*The input*.
PR #652, opened 2017-02-16
2.0 add env vars

smart-alek:
Adding available environment variables and descriptions for CircleCI 2.0.


felicianotech:
SEO/proper HTML wise those should not be headers. Especially 3rd level headers. I'm too tired to figure out what they should be though. :(

smart-alek:
@felicianotech maybe just bullets? they look a little small when I do that.

felicianotech:
Technically a definition list. But I don't remember how to do that in Markdown right now. I'd say this is fine for now and I can go back and take a look later if you want.

PR #663, opened 2017-02-23
Add collapsable sidebar menus

keybits:
This adds collapsable sidebar menus. Current page is highlighted and the menus remember state between page transitions.

Expand all / collapse all option is available.

Screencast to demonstrate:

Asset minification and optimisation will follow when other updates have been completed.


keybits:
A small todo is to reset the menu status when switching between sections. I think this can come later.

jekyll/_includes/global-footer.html
```diff
@@ -49,4 +49,38 @@
...
+            });
+
+          $("#expandAll").click(function(e) {
+            e.preventDefault();
+            $("#mysidebar").navgoco('toggle', true);
+            });
+
+        });
+
+    </script>
```
felicianotech: Can we move lines 54 - 85 into the main JS file for this site? This is cleaner, better organized, and we won't need jQuery's ready function in this snippet anymore.

keybits: Goo idea - done.

Issue #122, opened 2016-05-05
Add section the Artifacts Doc about Artifact Size Limitation 


levlaz:
@eric-hu and I confirmed that since curl does not support streaming uploads there is a system limitation of roughly 3GB for the max size of a single artifact.

PR #678, opened 2017-02-28
Use API 1.1 and explain retention and file size for artifacts

### LINKED ISSUE #148: Document limits on Build Artifacts size, retention, etc
RE: jekyll/_docs/build-artifacts.md

https://circleci.com/docs/build-artifacts/ doesn't mention any limits on the sizes of build artifacts (I see #122 mentions a 3GB size limit on individual artifacts; what about total size per build, or per project?), nor how long Circle promises to host the artifacts (e.g. only 3 months like (random example) [Ghost Inspector](https://ghostinspector.com/pricing/), or indefinitely but promise 6 months warning if you're gonna start taking them down, etc).

For my case I'm not actually worried about the size limit (though I would love to see it documented), just retention, especially since the filepaths are all `.../tmp/circle-artifacts.AvvFajf/...`, which isn't exactly resounding with permanence. Can I hotlink them, or should I be uploading them somewhere else? (Imgur probably)

There may be other limits worth documenting, too. (Rate limits on downloads? That's probably high enough not to be worth documenting.)

keybits:
Fixes #148 and #122

### DIFF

*Exercise details*. Copy exactly, and only, the lines from the line that contains "For my case" through the end of the data above.

*Response*.
For my case I'm not actually worried about the size limit (though I would love to see it documented), just retention, especially since the filepaths are all `.../tmp/circle-artifacts.AvvFajf/...`, which isn't exactly resounding with permanence. Can I hotlink them, or should I be uploading them somewhere else? (Imgur probably)

There may be other limits worth documenting, too. (Rate limits on downloads? That's probably high enough not to be worth documenting.)

keybits:
Fixes #148 and #122

### DIFF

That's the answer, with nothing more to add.